Israeli Jets Violate Lebanese Airspace

Author: 
Agencies
Publication Date: 
Mon, 2003-11-17 03:00

TYRE, 17 November 2003 — Israeli jets violated Lebanese airspace yesterday, causing sonic booms over the south of the country, as well as close to the Syrian border in the north and east, police said.

Four Israeli fighter-bombers broke the sound barrier, repeatedly flying at low altitude over southern Lebanon, taking in the coastal towns of Sidon and Tyre, they said.

Two Israeli planes also broke the sound barrier flying at medium altitude over the eastern town of Baalbeck, before cruising over Hermel and Akkar in the east and north, close to the Syrian border, police said.

Hezbollah fighters opened fire on the Israeli warplanes, Lebanese police said.
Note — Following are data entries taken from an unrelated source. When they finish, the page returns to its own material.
PR #516, opened 2019-03-11
Add alt versions of all tasks and qnliv2

W4ngatang:
Add alt versions of all GLUE tasks (so we don't have to the two runs for pretraining) and QNLIv2 (though maybe we should delete this b/c in the GLUE data distribution it's still QNLI)

### DIFF
--- a/src/tasks/tasks.py
+++ b/src/tasks/tasks.py
@@ -311,6 +311,7 @@ class RankingTask(Task):
 
 
 @register_task('sst', rel_path='SST-2/')
+@register_task('sst-alt', rel_path='SST-2/')
 class SSTTask(SingleClassificationTask):
     ''' Task class for Stanford Sentiment Treebank.  '''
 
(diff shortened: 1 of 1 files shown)


src/tasks/tasks.py
```diff
@@ -831,6 +835,8 @@ def load_data(self, path, max_seq_len):
 
 @register_task('qnli', rel_path='QNLI/')
 @register_task('qnli-alt', rel_path='QNLI/')  # second copy for different params
+@register_task('qnliv2', rel_path='QNLI/')
+@register_task('qnliv2-alt', rel_path='QNLI/')  # second copy for different params
```
sleepinyourhat: Document or cut before merging.

W4ngatang:
This avoids needing to do GLUE pretraining + fine-tuning as two runs, which was annoying.

sleepinyourhat:
Confused—did you mean to merge?

PR #517, opened 2019-03-11
Add first state pooling

W4ngatang:
Add first state "pooling" (i.e. take first hidden state of sequence). Relevant for BERT integration.


W4ngatang:
We can make a user-visible config option. I was planning on doing a PR with some pooling refactors anyways, so I'll do it there.

PR #520, opened 2019-03-13
Remove pooler from_params attribute + refactor pair sentence attention

W4ngatang:
Remove pooler `from_params` attribute because it really wasn't that hard to just use the normal constructor and it didn't expose the `pool_type` arg (relevant for BERT).

Refactor pair sentence attention constructor because it was weird.


W4ngatang:
Tested all the cases w/ and w/o pair attn

PR #521, opened 2019-03-13
Add tokenizer names to various tasks

W4ngatang:
Includes

* Make all tasks use `task._tokenizer_name` when processing data

* Remove removed usage of SOS/EOS tokens in calling `process_sentence`

* Create WikiText 2 skipthought task (mainly for debugging)

* Update comments

* Update some paths

### DIFF
--- a/src/tasks/mt.py
+++ b/src/tasks/mt.py
@@ -66,11 +66,9 @@ class MTTask(SequenceGenerationTask):
                 row = row.strip().split('\t')
                 if len(row) < 2 or not row[0] or not row[1]:
                     continue
-                src_sent = process_sentence(row[0], self.max_seq_len,
-                                            tokenizer_name=self._tokenizer_name)
+                src_sent = process_sentence(self._tokenizer_name, row[0], self.max_seq_len)
                 # Currently: force Moses tokenization on targets
-                tgt_sent = process_sentence(row[1], self.max_seq_len,
-                                            tokenizer_name="MosesTokenizer")
+                tgt_sent = process_sentence("MosesTokenizer", row[1], self.max_seq_len)
                 yield (src_sent, tgt_sent)
 
     def get_sentences(self) -> Iterable[Sequence[str]]:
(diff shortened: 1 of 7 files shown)


src/tasks/nli_probing.py
```diff
@@ -50,12 +51,17 @@ def __init__(self, path, max_seq_len, name, probe_path="probe_dummy.tsv",
...
-                           s1_idx=1, s2_idx=2, targ_idx=None, skip_rows=0)
-        val_data = load_tsv(os.path.join(path, 'lexnegs.tsv'), max_seq_len,
-                            s1_idx=8, s2_idx=9, targ_idx=10, targ_map=targ_map, skip_rows=1)
-        te_data = load_tsv(os.path.join(path, 'test_dummy.tsv'), max_seq_len,
-                           s1_idx=1, s2_idx=2, targ_idx=None, skip_rows=0)
+        label_fn = targ_map.__getitem__
+        tr_data = load_tsv(data_file=os.path.join(path, 'train_dummy.tsv'), max_seq_len=max_seq_len,
+                           s1_idx=1, s2_idx=2, label_idx=None, skip_rows=0,
+                           tokenizer_name=self._tokenizer_name)
+        # TODO(?): should this use probe_path?
```
W4ngatang: @najoungkim should these use `probe_path`? It's passed into the function but not used.

src/tasks/mt.py
```diff
@@ -41,7 +41,7 @@ def __init__(self, path, max_seq_len, max_targ_v_size, name, **kw):
         self.max_targ_v_size = max_targ_v_size
         self.target_indexer = {"words": SingleIdTokenIndexer(namespace=self._label_namespace)}
         self.files_by_split = {split: os.path.join(path, "%s.txt" % split) for
-                               split in ["train", "valid", "test"]}
+                               split in ["train", "val", "test"]}
```
sleepinyourhat: Why the change?

src/tasks/mt.py
```diff
@@ -66,13 +66,11 @@ def load_data(self, path):
                 row = row.strip().split('\t')
                 if len(row) < 2 or not row[0] or not row[1]:
                     continue
-                src_sent = process_sentence(row[0], self.max_seq_len)
-                # target sentence sos_tok, eos_tok need to match Seq2SeqDecoder class
-                tgt_sent = process_sentence(
-                    row[1], self.max_seq_len,
-                    sos_tok=allennlp_util.START_SYMBOL,
-                    eos_tok=allennlp_util.END_SYMBOL,
```
sleepinyourhat: I assume these are set as defaults already?

src/tasks/mt.py
```diff
@@ -128,7 +125,7 @@ def __init__(self, path, max_seq_len, max_targ_v_size, name, **kw):
                          max_targ_v_size=max_targ_v_size, name=name,
                          **kw)
         self._label_namespace = None
-        self.target_indexer = {"words": SingleIdTokenIndexer("tokens")}
```
sleepinyourhat: Again, is this a no-op change?

src/tasks/mt.py
W4ngatang: "val" is consistent with the other tasks; not sure why we were using "valid" before :/

src/tasks/mt.py
W4ngatang: yea, and we removed these as args in the `process_sentence` function

src/tasks/mt.py
W4ngatang: yes (by default that arg is "tokens"), but it's worth being explicit

PR #524, opened 2019-03-14
Add BERT Adam support

W4ngatang:
Add an option to use the BERT optimizer, with and without a max number of epochs to train for.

On Thursday, Israeli bombers broke the sound barrier over Sidon, without provoking retaliation from Hezbollah anti-aircraft batteries or Lebanese soldiers. Israeli planes violate Lebanese airspace almost daily, drawing repeated condemnation from the United Nations.

Tensions have flared on the border since Oct. 5, when Israel launched its first air strike in 30 years on Syria, the main power broker in Lebanon.

Hezbollah, which has accused Israel of violating Lebanese airspace, has threatened Israel with “costly” reprisals, if its aircraft continue their almost daily incursions into Lebanese airspace. Hezbollah and another Palestinian group Hamas dismissed yesterday recent military exercises carried out by Israel on its borders with Lebanon and Syria as a “media” ploy.

Israeli exercises “are media ploy and not important,” charged Hezbollah number two, Sheikh Naim Qassem, during a speech in Beirut to mark 33 years since late Syrian President Hafez Assad swept to power in Damascus.

“If they are readying real preparations, then we will stand firm,” he vowed. The Israeli Army said Thursday that it had this week started large-scale exercises near the Jewish state’s border with Lebanon and the cease-fire line with Syria, ahead of a possible “military escalation on the northern front”. An Israeli military spokesman said the routine exercise was a warning to Syria and Hezbollah.

Hamas political leader, Khaled Mashaal, added that Israel, bogged down by continuing violence in the Palestinian territories, was therefore incapable of posing a threat to Syria and Lebanon.

“Israel needs 20,000 reservists to invade Gaza, do you think they are capable of waging a war of attrition with Syria and Lebanon?”

Mashaal said Damascus had “absorbed” Israel’s air strike on Syria, launched on Oct. 5 “by increasing its sponsorship of the Lebanese and Palestinian resistance,” he said.